In Deutschland gibt es sie schon seit der Antike, Hölderlin und Herder haben über sie gedichtet, und seit dem 18. Jahrhundert gilt sie als der “deutsche Nationalbaum”: Zweifellos hat die Eiche für die Menschen in Deutschland eine besondere Bedeutung. Auch im Klimawandel wird ihr eine wichtige Rolle zugeschrieben. Gleichzeitig ist sie vor allem durch Schädlinge Risiken ausgesetzt, die ihre Widerstandsfähigkeit gefährden. Wie man dieses “Eichensterben” mit natürlichen Mitteln bekämpfen kann, untersucht seit Kurzem ein neues Projekt von Wald und Holz NRW, das von der Fachagentur Nachwachsende Rohstoffe e.V. (FNR) gefördert wird. Auch das European Forest Institute gehört zu den Projektpartnern. Ich habe Bernhard Tapken, der im Projekt “Eichenresilienz” arbeitet, einige Fragen gestellt.

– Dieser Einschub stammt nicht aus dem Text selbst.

PR #539, opened 2021-11-17
worker: listen on UNIX domain socket

jakogut:
Listen on UNIX domain socket instead of TCP socket. This simplifies
configuration and reduces network overhead, as routing isn't required.
The worker service is expected to run on the same machine as the core
service.

Change-type: patch

### DIFF
--- a/core/config/default.js
+++ b/core/config/default.js
@@ -6,10 +6,6 @@ module.exports = {
   express: {
     port: process.env.CORE_PORT || 80
   },
-  worker: {
-    url: 'http://127.0.0.1',
-    port: process.env.WORKER_PORT || 2000
-  },
   leviathan: {
     artifacts: '/tmp/artifacts',    // To store artifacts meant to be reported as results at the end of the suite
     downloads: '/data/downloads',    // To store/download assets needed for the suite (non-persistent) 
--- a/core/lib/common/worker.js
+++ b/core/lib/common/worker.js
@@ -61,7 +61,7 @@ module.exports = class Worker {
 		logger = { log: console.log, status: console.log, info: console.log },
 	) {
 		this.deviceType = deviceType;
-		this.url = `${config.get('worker.url')}:${config.get('worker.port')}`;
+		this.url = `http://unix:/run/leviathan/worker.sock:`;
 		this.logger = logger;
 	}
 
--- a/docker-compose.local.yml
+++ b/docker-compose.local.yml
@@ -6,7 +6,8 @@ volumes:
 services:
   core:
     build: ./core
-    network_mode: 'host'
+    ports:
+      - "80:80"
     volumes:
       - 'core-storage:/data'
       - 'reports-storage:/reports'
--- a/docker-compose.local.yml
+++ b/docker-compose.local.yml
@@ -2,6 +2,7 @@ version: '2'
 volumes:
   core-storage:
   reports-storage:
+  leviathan:
 services:
   core:
     build: ./core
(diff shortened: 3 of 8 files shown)


klutchell:
If we can eliminate the requirement for host networking on the core service as well it could help towards https://github.com/balena-os/leviathan/issues/561

jakogut:
@klutchell Tested without host mode networking, it works.

klutchell:
I'm going to try this with qemu and my testbot and see how it goes.

I guess the trade off is one less service using host networking (and exposing a port) but one more volume that also has to be managed. It's probably worth it though?

docker-compose.local.yml
```diff
@@ -27,6 +29,7 @@ services:
     volumes:
       - 'core-storage:/data'
       - 'reports-storage:/reports'
+      - 'leviathan:/run/leviathan'
```
klutchell, line 33: These changes should be made to both compose files if we actually want to go forward with this, rather than only being used for qemu.

jakogut: @klutchell Good point, I've updated this PR for the other compose file, but I haven't test it. Do you have a rig you could try these changes out on?

klutchell:
I merged the listening port changes from @rcooke-warwick so this will need some conflicts resolved.

> Do you have a rig you could try these changes out on?

@jakogut yeah but I haven't gotten to it yet. You can try calling the Jenkins leviathan job directly and specify your leviathan branch, but this will use the main testbot-rig by default so don't abuse it.

klutchell:
[x] os suite on genericx86-64-ext qemu
[ ] hup suite on genericx86-64-ext qemu
[ ] os suite on raspberrypi3 testbot
[x] hup suite on raspberrypi3 testbot

core/lib/common/worker.js
```diff
@@ -61,7 +61,7 @@ module.exports = class Worker {
 		logger = { log: console.log, status: console.log, info: console.log },
 	) {
 		this.deviceType = deviceType;
-		this.url = `${config.get('worker.url')}:${config.get('worker.port')}`;
+		this.url = `http://unix:/run/leviathan/worker.sock:`;
```
klutchell, line 64: Can we adjust this PR to make the socket vs tcp a configurable option?

Something like this?
```bash
# default
WORKER_URL = http://127.0.0.1:2000
# vs
WORKER_URL = http://unix:/run/leviathan/worker.sock
```

core/config/default.js
```diff
@@ -6,10 +6,6 @@ module.exports = {
   express: {
     port: process.env.CORE_PORT || 80
   },
-  worker: {
-    url: 'http://127.0.0.1',
-    port: process.env.WORKER_PORT || 2000
-  },
   leviathan: {
```
klutchell, line 9:
```suggestion
  worker: {
    host: process.env.WORKER_HOST || 'http://127.0.0.1:2000'
  },
  leviathan: {
```

rcooke-warwick:
@klutchell, looks like using host networking on the core container fixes the problem on the pi3 that we've been seeing. Will try to dig deeper to find out why

core/lib/common/worker.js
jakogut: Good call

docker-compose.yml
```diff
@@ -2,15 +2,18 @@ version: '2.1'
...
   reports-storage:
+  leviathan:
 services:
   core:
     privileged: true
     build:
       context: ./core
-    network_mode: host
+    ports:
+      - "80:80"
```
klutchell, line 12: I know this was my suggestion but it seems that host networking is still required for testbot.

I suspect it's because the DUT connects to the Fin via WiFi AP and that gateway isn't guaranteed to be populated in the core container when in bridge networking. So we end up in a state where the worker can reach the device but the core service cannot SSH to it.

Was ist das Ziel des Projektes “Eichenresilienz”?
Das Ziel des von Wald und Holz Nordrhein-Westfalen geleiteten Projektes ist es die Widerstandsfähigkeit der heimischen Eichenarten, Stiel- und Traubeneiche, zu untersuchen und Wege aufzuzeigen diese natürliche Resilienz zu fördern. Wir untersuchen dabei, wie man die sogenannte „Eichenfraßgesellschaft“ erfolgreich mit natürlichen Gegenspielern bekämpfen kann.

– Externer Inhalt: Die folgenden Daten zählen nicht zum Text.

PR #534, opened 2021-11-16
patch: Remove nadoo/glider from Dockerfile

vipulgupta2048:
With the merge of https://github.com/balena-os/meta-balena/pull/2364, @jakogut has moved the glider dependency from the Worker framework to the actual test where it's needed. This will make the Worker Dockerfile lighter and faster

Signed-off-by: Vipul Gupta (@vipulgupta2048) <vipul@balena.io>

PR #540, opened 2021-11-18
Stub the proxy endpoint as glider has been removed from the worker

klutchell:
When we removed the dependency on glider in the proxy tests, we also
removed glider from the worker. However, older versions of the tests
from ESR branches would still call this endpoint and expect a sane
response.

Fortunately, the old proxy tests were invalid and would always pass
even if glider wasn't working. ICMP traffic does not use the proxy.
So, we can just pretend to start a glider instance so the old tests
continue to run, even with an invalid result.

Change-type: patch
See: https://github.com/balena-os/leviathan/pull/534

### DIFF
--- a/worker/lib/index.ts
+++ b/worker/lib/index.ts
@@ -209,33 +209,14 @@ async function setup(): Promise<express.Application> {
 			res: express.Response,
 			next: express.NextFunction,
 		) => {
-			// For simplicity we will delegate to glider for now
+			// This function is effectively stubbed and does nothing except return 127.0.0.1.
+			// Glider has been removed from the worker, since the old proxy tests were always
+			// passing even without a working proxy, they were invalid.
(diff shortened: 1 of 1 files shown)


klutchell:
Leaving as draft until I have some time to test an old meta-balena branch against this branch of leviathan.

klutchell:
@balena-ci rebase

klutchell:
@balena-ci rebase

klutchell:
Testing on raspberrypi3 with suites from meta-balena `v2.87.4` (pre https://github.com/balena-os/meta-balena/pull/2364) so the old proxy tests *should* not fail.

klutchell:
@balena-ci rebase

klutchell:
@balena-ci I self-certify!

Es gibt Schmetterlingsraupen, die in Bäumen großen Schaden anrichten. Bei Eichen gehört dazu insbesondere der Frostspanner und der Eichenwickler. Diese könnte man natürlich mit chemischen Mitteln bekämpfen, aber damit riskiert man die Gesundheit vieler anderer Insektenarten. Eine andere Möglichkeit ist, natürliche Gegenspieler, sogenannte Parasitoide, zu züchten. Beim Frostspanner und Eichenwickler gelten zum Beispiel Schlupfwespen als guter Gegenspieler. Diese legen ihre Eier in die Schmetterlingsraupen und bringen diese so zum Absterben. Die Eichen leben weiter.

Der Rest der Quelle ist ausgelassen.